In a banking system, the risk carrier is a private individual who can be a client at several banks at the same time. And if they were to commit fraud at one bank, other banks would remain unaware of the danger. The banking community doesn’t currently have a way to exchange lists of self-compromized parties and individuals. This issue could be solved using blockchain technology to create a shared protection system
The client identification procedure is vital to any bank. A good example of how it works and why it’s necessary is the UK service CoinBank. After signing up for the mobile app, clients are gradually asked to provide more and more of their personal information. This, in turn, unlocks new actions and features for them to use. That is how the financial world works: the more you share about yourself, the more freedom of activity you are given. If you don’t tell anything, you can’t do anything either.
Otkritie’s KYC goals
All banks use the same client interaction procedures, but they don’t share their results with each other. Developers have decided to build an identification pool using blockchain. As Alexei Blagirev explains, various events occur on a constant basis that affect the client base. One such event is a death of a customer. If a bank finds out that a client has passed away, they can inform their counterparts and prevent scammers from being able to steal their identity.
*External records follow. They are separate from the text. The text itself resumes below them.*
PR #2433, opened 2022-12-03
adapt build script for M1/M2 hosts

r10s:


r10s:
> Is it for CI or do you have such host around?

i have an M1 mac as my development machine now. seems, NDK does not fully support M1/M2 as a host, the `uname -m` fails therefore.

PR #2436, opened 2022-12-12
prepare 1.34.7

r10s:
this mainly updates to recent core with several fixes


Hocuri (approved):

adbenitez (approved):

r10s:
let's merge that in, however, we should do a 1.34.8 with a new core to avoid https://github.com/deltachat/deltachat-core-rust/issues/3841 that may at least make the app unusable for some devs ...

PR #2440, opened 2022-12-25
Explicitly set RUSTUP_TOOLCHAIN to 1.64.0

link2xt:
Core is supposed to support all Rust versions above MSRV, there is no need to use the same toolchain for the core across all platforms.


scripts/ndk-make.sh
```diff
@@ -108,12 +108,14 @@ if test -z "$(find "$ANDROID_NDK_ROOT" -name libgcc.a -print -quit)"; then
     echo 'INPUT(-lunwind)' >"$TMPLIB/libgcc.a"
 fi
 
+RUSTUP_TOOLCHAIN=1.64.0
```
r10s, line 111: maybe add a comment that when modifying this line, one should also modify `install-toolchains.sh`. and maybe also say why we are not using `cat rust-toolchain` - at least i tend to forget about that completely as it is touched only very rarely - and at least some other devs are not that deep in rust :)

r10s (approved):
probably makes sense. in all these stacks, ndk, jni and whatnot a slightly older rust toolchain is probably not adding much of issues.

scripts/ndk-make.sh
```diff
@@ -108,12 +108,14 @@ if test -z "$(find "$ANDROID_NDK_ROOT" -name libgcc.a -print -quit)"; then
...
+
 if test -z $1 || test $1 = armeabi-v7a; then
     echo "-- cross compiling to armv7-linux-androideabi (arm) --"
     export CFLAGS=-D__ANDROID_API__=16
     TARGET_CC=armv7a-linux-androideabi16-clang \
     TARGET_AR=llvm-ar \
-    cargo +`cat rust-toolchain` rustc $RELEASEFLAG --target armv7-linux-androideabi -p deltachat_ffi -- -L "$TMPLIB"
+    cargo "+$RUSTUP_TOOLCHAIN" rustc $RELEASEFLAG --target armv7-linux-androideabi -p deltachat_ffi -- -L "$TMPLIB"
```
Hocuri, line 118: I'm +/-0 on this PR, because the downside is that this will mean that we need to bump the Rust version in even more places every few months.

But maybe we can create one file `rust-toolchain` in the dc-android repo that contains the name of the currently used Rust version? This way, we'd only need to update it in one place.

E.g.:

```suggestion
    cargo +`cat ../../rust-toolchain` rustc $RELEASEFLAG --target armv7-linux-androideabi -p deltachat_ffi -- -L "$TMPLIB"
```

flub (approved):

r10s (approved):

PR #2442, opened 2023-01-04
Add metadata/ for F-Droid

link2xt:
fdroiddata/ contains some metadata, but no icon or screenshots at <https://gitlab.com/fdroid/fdroiddata/-/tree/master/metadata/com.b44t.messenger/>

How to add metadata to the project repository is described at <https://f-droid.org/en/docs/All_About_Descriptions_Graphics_and_Screenshots/#in-the-applications-source-repository>

This change adds metadata in the "fastlane" format. Screenshots and icon are copied from the store/ directory and compressed with `oxipng --zopfli`.

### DIFF
--- a/docs/f-droid.md
+++ b/docs/f-droid.md
@@ -4,9 +4,15 @@
   is the Delta Chat page on F-Droid.org,
   the F-Droid-app will show similar information.
 
-- <https://gitlab.com/fdroid/fdroiddata/blob/master/metadata/com.b44t.messenger.yml>
-  contains the description and all meta data shown for Delta Chat on F-Droid;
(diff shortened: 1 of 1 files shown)


r10s (approved):
greaaaat!

i was not aware that we can host the metadata on our own.

so, once this is merged, we have to do a pr against f-droid and remove summary etc. from https://gitlab.com/fdroid/fdroiddata/blob/master/metadata/com.b44t.messenger.yml and https://gitlab.com/fdroid/fdroiddata/-/tree/master/metadata/com.b44t.messenger/ , right?

maybe also add a little note about the metadata at `./docs/f-droid.md` - currently it points to f-droid wrt metadata.

PR #2446, opened 2023-01-08
fade left/right animation when opening the archive

r10s:
this is similar to opening a chat and feels more natural. settings/connectivity/help etc. still appear from the bottom as being "something little different".

### DIFF
--- a/src/org/thoughtcrime/securesms/ConversationListActivity.java
+++ b/src/org/thoughtcrime/securesms/ConversationListActivity.java
@@ -406,6 +406,7 @@ public class ConversationListActivity extends PassphraseRequiredActionBarActivit
     } else {
       startActivity(intent);
     }
+    overridePendingTransition(R.anim.slide_from_right, R.anim.fade_scale_out);
   }
 
   @Override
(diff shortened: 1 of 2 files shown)


Hocuri:
> settings/connectivity/help etc. still appear from the bottom as being "something little different".

for me, they have a zoom in/out animation (doesn't matter though, just noticed).

WRT the PR: To me, this seems as natural as before. WA uses the zoom in/out animation both for chats and for the archive, TG uses the fade left/right animation for both. Let's wait for @adbenitez to comment and if he doesn't have an opinion, either, we can also just merge it.

adbenitez (approved):
I don't have an strong opinion, both ways would be fine, but IMO this animation from the side looks a  bit more modern/material design/elegant than the previous one so +1

r10s:
> for me, they have a zoom in/out animation (doesn't matter though, just noticed).

it think, we were using the default animation before; on my test device, there was sth coming from the bottom.

> WRT the PR: To me, this seems as natural as before. WA uses the zoom in/out animation both for chats and for the archive, TG uses the fade left/right animation for both.

interesting, i always thought wa also comes from the right :) on my test device, this is "from the bottom" on wa - so, indeed seems default animations differ from device to device.

i think, the most important thing ist that the chatlist-archive-chat transitions are consistent.

PR #2447, opened 2023-01-09
prepare 1.34.10

r10s:
Screenshot 2023-01-10 at 11 29 40


r10s:
> Wait, there is a new item in release cycle wrt F-Droid

i have seen that - and still forget about it :)

i'll add that.

i also added a little device message to say sth. about the new archived link.

r10s:
@link2xt i added f-droid changelog and a device message - can you please re-review :)

Issue #1066, opened 2019-10-11
Is Socks Proxy Support in the Roadmap?


Adrianzo:
something in the lines of [this](https://mstajbakhsh.ir/my-contribution-in-k9-android-mail-client/) would be useful for securing group communications. thanks!

r10s:
hi @Adrianzo, welcome!

there are no no concrete plans for the next weeks or months of ppl i know. but these things may change quickly if someone really starts doing things on that. maybe you can help on this issue?

and, if you define "roadmap" as things someone has thought+talked about, yes, this happens already several times :)

in general, please use the support forum for questions and discussion. the support forum is also cross-platform, which also makes much more sense on general questions or feature requests.

https://support.delta.chat (you can log in with your github account)

r10s:
i think, if needed, we can continue the discussion in the [forum](https://support.delta.chat); also as it is not only android-releated

PR #2452, opened 2023-01-18
add socks5 settings to registration activity

### LINKED ISSUE #406: Socks/proxy support
I think the client is missing a very important part where a user can communicate with email servers using socks or http proxies. I personally use Tor via Orbot, but i don't like the way it proxifies apps, I prefer proxifying apps individually. For that, Delta chat needs to support proxy communication.

May we have per-account settings which allow to set socks or http proxy?

### LINKED ISSUE #1742: "Delete messages from device" doesn't free up any memory
- Operating System: Android 7.1.2 (LineageOS 14.1)
- Delta Chat Version: 1.12.5

- Expected behavior:
When DeltaChat automatically deletes messages from the device after a certain time period according to how the user has setup that option in DeltaChat's settings it should not only reflect visually inside DeltaChat but it should actually also free up memory space on the device obviously :-)

- Actual behavior:
deleted messages indeed do not show up inside DeltaChat anymore however the amount of memory used by DeltaChat on the device does not decrease at all. DeltaChat on my device used an enormous amount of 660 MB in total despite only very seldom using DeltaChat and after enabling automatic deletion it still uses 660 MB! I already rebooted the device and even deleted it's cache and Dalvik cache but that made no difference.
Btw I've set DeltaChat to delete messages from device after 1 year and to never delete messages from server. It deleted 2200+ messages when I enabled deleting from device. I also wonder where those 2200+ message came from, I certainly didn't use DeltaChat to that amount. Far from it!
1. check memory used by DeltaChat via Android's settings
2. set DeltaChat option to "Delete messages from device" to a timeframe which would result in DeltaChat needing to delete a decent amount of messages (perhaps including media ideally) so that it should clearly reflect in the amount of memory being used by DeltaChat
3. wait some time and then go back into Android's settings to check the amount of memory being used by DeltaChat now

### LINKED ISSUE #2234: Add SOCKS5 options to advanced account settings
Core and Desktop already have SOCKS5 support, only the UI is missing.

Related "feature request" issues: #406, #1066

### LINKED ISSUE #2405: Can't turn off socks5 proxy after importing backup
- Android version: 10 QP1A.190711.020
- Device: Redmi 9A / M2006C3LG
- Delta Chat version: 1.32.0
- Expected behavior: After importing a backup from desktop client, where I have configured Tor via socks5 proxy, it either works or I can disable the socks5 proxy
- Actual behavior: I can't connect to the socks5 proxy, so I can't connect to the server. Also I can't disable the socks5 proxy, because the deltachat-android configure screen doesn't have the socks5 option.
  - Login on the desktop client
  - configure a socks5 proxy (e.g. localhost:9050 for most tor setups on linux)
  - export a backup
  - open the Android app
  - import the backup
  - see connection errors

adbenitez:
closes #2405
closes #2234
closes #406

(also related: #1066)

### DIFF
--- a/res/layout/registration_activity.xml
+++ b/res/layout/registration_activity.xml
@@ -123,7 +123,7 @@
             android:visibility="gone"
             tools:visibility="visible"
             app:constraint_referenced_ids="encrypt_checkbox, inbox, imap_login, imap_server, imap_port, imap_security_label, imap_security, outbox_view_spacer_top,
-            outbox, smtp_login, smtp_password, smtp_server, smtp_port, smtp_security_label, smtp_security, auth_method_label, auth_method, cert_check_label, cert_check, view_log_button, socks5_label, socks5_switch, socks5_experimental_warning" />
+            outbox, smtp_login, smtp_password, smtp_server, smtp_port, smtp_security_label, smtp_security, auth_method_label, auth_method, cert_check_label, cert_check, view_log_button, socks5_switch" />
 
         <ImageView
             android:id="@+id/advanced_icon"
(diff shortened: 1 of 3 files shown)


adbenitez:
NOTE: I was unable to use a proxy on android, but configuring these options in android with this PR and importing on old desktop version did worked, also inspecting the backup the settings were saved so I suspect that something is failing with recent core versions

adbenitez:
@r10s, ok, adapted to your suggestions, thanks for the feedback!

PR #2456, opened 2023-01-27
Removed create group button from contact info screen

### LINKED ISSUE #2432: Remove "Create Group or Subject"
from nov22 consistency discussions:

_Whatsapp has "create group with contact" in the "shared chats" section. DC Android has it in the contact profile further up, iOS and Desktop don't have it.  Probably best to strike it in Android as it does not appear to be much used._

meganoahj:
closes #2432


r10s (approved):
great! to make this complete, we should also remove `SETTING_NEW_GROUP` and `onNewGroupWith()`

“If they key players in the banking industry start to register such events with each other, then they would be able to keep a much more comprehensive history of a client than any government resources could ever provide” – says Alexei Blagirev.
Putting clients together
Banks have distributed ledgers that contain the various attributes related to an individual. Different banks’ ledgers can be compared and combined. If one bank knows 6 of the client’s attributes and the other bank has 12, they can cross-reference that data and check if that is the same person. Client data is often unevenly distributed: one bank has full info on a client, including their place of residence, contacts, relatives, etc., while another only has their name. The attribute comparison procedure allows organizations to expand their knowledge of a client. This system could also prevent and identify mistakes in the client’s information and can even put together two client profiles that contain typos.